Madrid Human-Computer Laboratory, Universidad Politécnica de Madrid, 28660 Boadilla del Monte, Spain.
Sensors (Basel). 2021 May 31;21(11):3807. doi: 10.3390/s21113807.
: At present, sensor-based systems are widely used to solve distributed problems in changing environments where sensors are controlled by intelligent agents. On Multi-Agent Systems, agents perceive their environment through such sensors, acting upon that environment through actuators in a continuous cycle. These problems have not always been addressed from an ad-hoc perspective, designed specifically for the circumstances of the problem at hand. Instead, they have been modelled under a common mathematical framework as distributed constrained optimisation problems (DCOP). : The question to answer is how sensor-based scenarios have been modelled as DCOPs in changing environments known as Dynamic DCOP and what their trends, gaps, and progression are. : A systematic mapping study of Dynamic DCOPs has been conducted, considering the scattered literature and the lack of consensus in the terminology. : Given the high complexity of distributed constraint-based problems, priority is given to obtaining sub-optimal but fast responses with a low communication cost. Other trending aspects are the scalability and guaranteeing the solution over time. : Despite some lacks in the analysis and experimentation in real-world scenarios, a large set that is applicable to changing sensor-based scenarios is evidenced, along with proposals that allow the integration of off-the-shell constraint-based algorithms.

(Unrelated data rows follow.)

PR #1020, opened 2026-07-28
fix: misc bug fixes and bump fsspec for pyarrow>=17 compat

cmgzn:
## Summary

A collection of small bug fixes and a dependency bump.

### Changes

1. **fix(image_diffusion_mapper)**: handle missing or null captions gracefully — prevents crash when samples have missing or empty caption fields. (Related: cmgzn/data-juicer#60)

2. **fix: warn when process operator list is empty** — adds a warning in both `DefaultExecutor` and `RayExecutor` when the user provides an empty process operator list, preventing silent no-op execution. (Related: cmgzn/data-juicer#69)

3. **fix(vggt_mapper)**: guard and initialize `__dj__meta__` before access — ensures `__dj__meta__` is initialized before `VggtMapper` accesses it, preventing `KeyError` on samples without prior metadata. (Related: cmgzn/data-juicer#93)

4. **deps: bump fsspec from `==2023.5.0` to `>=2026.1.0`** — the old pin is incompatible with `pyarrow>=17`. Root cause: `fsspec<=2025.9.0` mirrors `ArrowFile.size` from the pyarrow stream via `@mirror_from` (treats it as an attribute), but `pyarrow>=17` changed `NativeFile.size` to a method. This causes `TypeError: unsupported operand type(s) for +: 'method' and 'float'` in tqdm during HDFS downloads through `ArrowFSWrapper`. `fsspec>=2026.1.0` replaces the mirror with an explicit `@property` that calls `stream.size()`, returning the correct int. Verified end-to-end with `fsspec==2026.4.0` + `pyarrow==24.0.0` on a Docker HDFS setup (load → filter → export).

   Note: `datasets==5.0.0` declares `fsspec<=2026.4.0`, so the effective resolved range is `2026.1.0–2026.4.0`. `s3fs` versions are co-released with matching fsspec versions (e.g. `s3fs==2026.4.0` requires `fsspec==2026.4.0`), so no resolver conflicts.

### DIFF
--- a/data_juicer/ops/mapper/image_diffusion_mapper.py
+++ b/data_juicer/ops/mapper/image_diffusion_mapper.py
@@ -155,13 +155,24 @@ class ImageDiffusionMapper(Mapper):
 
         # load captions
         if self.caption_key:
-            captions = ori_sample[self.caption_key]
-            if not isinstance(captions, list):
+            captions = ori_sample.get(self.caption_key)
+            num_images = len(loaded_image_keys)
+            if not captions:
+                # no caption at all (missing key, None or an empty list): an
+                # empty prompt is a valid unconditional prompt for
+                # image-to-image generation, so fall back to it
+                captions = [""] * num_images
+            elif not isinstance(captions, list):
                 # one caption for all images
-                captions = [captions] * len(images)
+                captions = [captions] * num_images
             else:
-                assert len(captions) == len(images), "The num of captions must match the num of images."
-            captions = [remove_special_tokens(c) for c in captions]
+                # a partially filled list carries no hint about which image the
+                # missing captions belong to, so keep failing loudly here; use
+                # None or "" as an explicit placeholder to skip a single image
+                assert len(captions) == num_images, "The num of captions must match the num of images."
+            # a blank entry inside the list is an explicit "no guidance for this
+            # image" placeholder, so normalize it instead of skipping
+            captions = [remove_special_tokens(c) if isinstance(c, str) else "" for c in captions]
         else:
             caption_samples = {
                 self.text_key: [SpecialTokens.image] * len(images),
@@ -226,6 +237,10 @@ class ImageDiffusionMapper(Mapper):
                 samples_after_generation.extend(generated_samples)
 
         # reconstruct samples from "list of dicts" to "dict of lists"
+        if not samples_after_generation:
+            # every sample in this batch was skipped (e.g. no images at all);
+            # keep the "dict of lists" schema so downstream stays consistent
+            return {key: [] for key in samples}
         keys = samples_after_generation[0].keys()
         res_samples = {}
         for key in keys:
--- a/data_juicer/core/executor/default_executor.py
+++ b/data_juicer/core/executor/default_executor.py
@@ -167,6 +167,11 @@ class DefaultExecutor(ExecutorBase, DAGExecutionMixin, EventLoggingMixin):
         logger.info("Preparing process operators...")
         ops = load_ops(self.cfg.process)
 
+        if not ops:
+            logger.warning(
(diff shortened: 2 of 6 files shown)


data_juicer/ops/mapper/image_diffusion_mapper.py
```diff
@@ -155,7 +156,12 @@ def _process_single_sample(self, ori_sample, rank=None, context=False):
 
         # load captions
         if self.caption_key:
-            captions = ori_sample[self.caption_key]
+            captions = ori_sample.get(self.caption_key)
+            if captions is None or (isinstance(captions, str) and not captions.strip()):
+                logger.warning(
+                    f"Sample has missing or empty caption for key " f"'{self.caption_key}', skipping generation."
+                )
+                return []
```
fengrui-z: Missing captions can still crash an all-invalid batch.** Returning `[]` from `_process_single_sample()` leaves `samples_after_generation` empty when `keep_original_sample=False`, after which `process_batched()` accesses `samples_after_generation[0]` and raises `IndexError`. Please handle an empty output batch explicitly and add regression tests for missing, `None`, blank-string, and empty-list captions.

cmgzn: Thanks @fengrui-z — you're right, and digging into it turned up a bit more than the `IndexError`.

**Confirmed the crash.** With `keep_original_sample=False` and every sample in a batch skipped, `samples_after_generation` is empty and `samples_after_generation[0].keys()` raises `IndexError`. Worth noting this line had no empty-batch guard before this PR either; the new `return []` path just made it much easier to hit.

**But the root cause was one layer deeper: empty captions shouldn't be skipped at all.** I tested the pre-PR code and an empty-string caption was already generating fine — `_real_guidance` gets called with `prompt=''`, which is a perfectly valid unconditional prompt for img2img. The operator also generates captions via BLIP2 when `caption_key` is unset, so "no caption" was never an error state by design.

So the original crashes weren't about empty prompts being unsupported — they were plain robustness gaps: `ori_sample[key]` → `KeyError`, `remove_special_tokens(None)` → `AttributeError`, `[]` → `AssertionError`. Skipping those samples silently dropped data and, ironically, turned off a path that already worked.

Reworked accordingly:

1. Empty captions (missing key / `None` / `[]`) now normalize to an empty prompt and generate as usual, instead of being skipped.
2. Added the empty-batch guard, returning `{key: [] for key in samples}` to keep the dict-of-lists schema. Still needed, since the no-images path is a genuine skip.
3. Fixed a pre-existing alignment bug: captions were aligned against `len(images)`, but `images` is a dict keyed by path, so duplicate paths collapse it and indexing overflows against `loaded_image_keys`. Now aligned on `len(loaded_image_keys)`. The old `assert` was masking this — it only surfaced once the length check was relaxed.
4. Kept the `assert` for *partially* filled caption lists. Padding those would silently pair captions with the wrong images, which is worse than failing loudly. Use `None` or `""` as an explicit per-image placeholder — position is preserved.

Added 11 regression tests covering missing / `None` / blank-string / empty-list captions across both `keep_original_sample` branches, plus placeholder alignment (including a leading `None`) and the duplicate-path case. All verified to fail before the fix and pass after. `_real_guidance` is stubbed so they run offline without downloading a diffusion model.

One judgement call worth flagging: I considered reusing the existing `op_generate_caption` to fill in missing captions, which would be more consistent with the `caption_key=None` path. I skipped it because `ImageCaptioningMapper` declares `memory="16GB"` and pulls a ~15GB BLIP2 checkpoint, and `op_generate_caption` is only constructed when `caption_key` is falsy — making it unconditional would raise this operator's resource footprint from 8GB for everyone, including users with no empty captions. Empty prompts are zero-cost and match the pre-existing behaviour.

yxdyc (approved):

目前,基于传感器的系统被广泛用于解决变化环境中的分布式问题,在这些环境中,传感器由智能代理控制。在多智能体系统中,代理通过这些传感器感知其环境,并通过执行器在一个连续的循环中对环境进行操作。这些问题并非总是从特定于手头问题情况的特定角度来解决的,而是在一个通用的数学框架下被建模为分布式约束优化问题(DCOP)。需要回答的问题是,基于传感器的场景如何在变化的环境中被建模为称为动态 DCOP 的 DCOP,以及它们的趋势、差距和进展是什么。
已经对动态 DCOP 进行了系统的映射研究,考虑到文献分散和术语缺乏共识的情况。鉴于分布式约束问题的高度复杂性,优先考虑获得具有低通信成本的次优但快速的响应。其他趋势方面是可扩展性和保证解决方案随时间的变化。尽管在真实场景的分析和实验中存在一些不足,但证据表明了一组适用于变化的基于传感器的场景的大型解决方案,以及允许集成现成的基于约束的算法的提案。